前几天,我刷了司马南先生的一篇文章,其中司马南先生似乎在说自己被贴上了“极左派”的标签,很委屈。
但字里行间,你能看到什么委屈呢? 这显然是自豪的。
都说,我作为草农和小辈,没有资格参与几位大佬的“线”之争。 但仔细想想,草人也有自己的眼光、认知、观点,虽然是底层思维,但会比大佬们更具体。
我的专业是自动化,今天作为一名自动化工程师,我想分享我的观点。
在远洋船舶中,有一套极其重要的设备——自动驾驶仪。
航线确定后,当船舶因风向、水流等原因偏离航向时,操作系统会通过指南针发射的信号自动触发,自动修正航向。
有一个关键点,或者说敏感度。 如果方向的修正过于频繁,很容易降低执行机械的使用寿命,而且不安全,很多时候,大自然会自动修正方向,所以真正聪明的工程师会把灵敏度调整到最合适的位置,这个“度”很难掌握,但有一个标准。
最重要的是,还有一个防撞雷达,可以防止与图表上未标记的意外障碍物发生碰撞。 当防撞雷达有强烈警告时,仅靠系统就不那么可靠了,往往需要人工干预; 由于航向与舵之间的滞后,或惯性,舵手在转向时经常将舵撞向“最左边”或“最右边”,技术术语称为左满舵和右满舵。
如果此时不是“极左”或“极右”,而是一条通往黑暗的道路,那么沉船和死亡将不可避免。
在我看来,自动驾驶仪的原则也适用于治国方略。
如果我们把大政策比作路线,那么决策者可以比作“指南针”,准确地给出方向信号; 纪检监察机关是随时发现不可知危险的“雷达”; 法律法规是“敏感度标准”,在保证大方向一致性的前提下减少内耗; “自然”是整个社会,是人心与人性的综合; 其他部门相当于自动驾驶操作系统中的各个组件,相辅相成,各司其职。

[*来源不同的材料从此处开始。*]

PR #781, opened 2025-02-17
Change unsigned to __CPROVER_size_t inside quantified expressions

rod-chapman:
CBMC team have suggested that "__CPROVER_size_t" would be more appropriate for the type of the quantified variable inside a quantified expression.

This PR makes that change inside the macros in cbmc.h only to determine potential impact of this change.

### DIFF
--- a/mlkem/cbmc.h
+++ b/mlkem/cbmc.h
@@ -81,14 +81,14 @@
 #define forall(qvar, qvar_lb, qvar_ub, predicate)                 \
   __CPROVER_forall                                                \
   {                                                               \
-    unsigned qvar;                                                \
+    __CPROVER_size_t qvar;                                        \
     ((qvar_lb) <= (qvar) && (qvar) < (qvar_ub)) ==> (predicate)   \
   }
 
-#define EXISTS(qvar, qvar_lb, qvar_ub, predicate)         \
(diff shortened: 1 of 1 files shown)


mlkem/cbmc.h
```diff
@@ -118,7 +118,7 @@
                          value_lb, value_ub)                           \
   __CPROVER_forall                                                     \
   {                                                                    \
-    unsigned qvar;                                                     \
+    __CPROVER_size_t qvar;                                             \
```
tautschnig, line 121: I wonder what the performance would be with `__CPROVER_ssize_t` instead, which would avoid a type cast (at present, CBMC uses signed integers for index expressions (the C standard is not clear as whether index expressions have signed or unsigned integer type)).

rod-chapman: I tried CPROVER_ssize_t and it makes no difference - still much slower. It seems the difference is something to do with "unsigned" being "32 bit" but ssize_t and size_t are "64 bit". Look at the generated GOTO files.

hanno-becker:
Unless @tautschnig has ideas why the move to size_t is detrimental here, I'd suggest closing and sticking to the current approach of using `unsigned` indices.

rod-chapman:
Agreed - no change to mlkem-native code for now, but and Issue for CBMC team to look into.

路线确定后,要逐一设定小目标,根据小目标设定阶段的路线。
但是,到达目标的航向不能是直线,在标准范围内,左右,没有对错之分,当偏航超标时,系统自动纠正。
如果遇到突发事件,需要快速避让,无需考虑“极左”和“极右”,安全是第一要素。
在这种情况下,你还需要左右挣扎吗?
更何况,司马南先生不是“舵手”,只是一个“号角”,充其量只是一个“传感器”。
必须承认,改革开放发展到今天,总体上是良性的。 极左、极右的“转向手段”还没有使用,但“喊叫”还是必要的,可以看作是充当雷达。
对此,我非常佩服司马南先生敢于直言不讳的勇气。
前几天,我写了几篇文章,很多网友都说司马南派我来攻击何祚秀院士。
我想告诉他们:你错了。 我关注过司马南的优质作家名单,还有何老院士和胡锡进先生,但我对他们的观点有自己的理解,没有人能轻易改变我的想法,司马南先生也不会无聊到派我这个草人去攻击任何人。
我之所以写那些文章,是因为我对那些否定中国传统文化的言行极为反感,如果我觉得传统文化里有“糟粕”,我就可以直接拿出来,说说而已,不能一概而论,胡说八道。
文化侵略比任何其他入侵都更可怕。
这里的“血骨”不仅是血,更是文化,是民族的“魂”。
时代的变迁,社会的发展,思想的进步,唯一不变的就是中华民族的灵魂。
最后,我引用了伟人的一首诗:“人间正道,就是沧桑”,鼓励司马南先生、胡锡进先生、何作秀院士。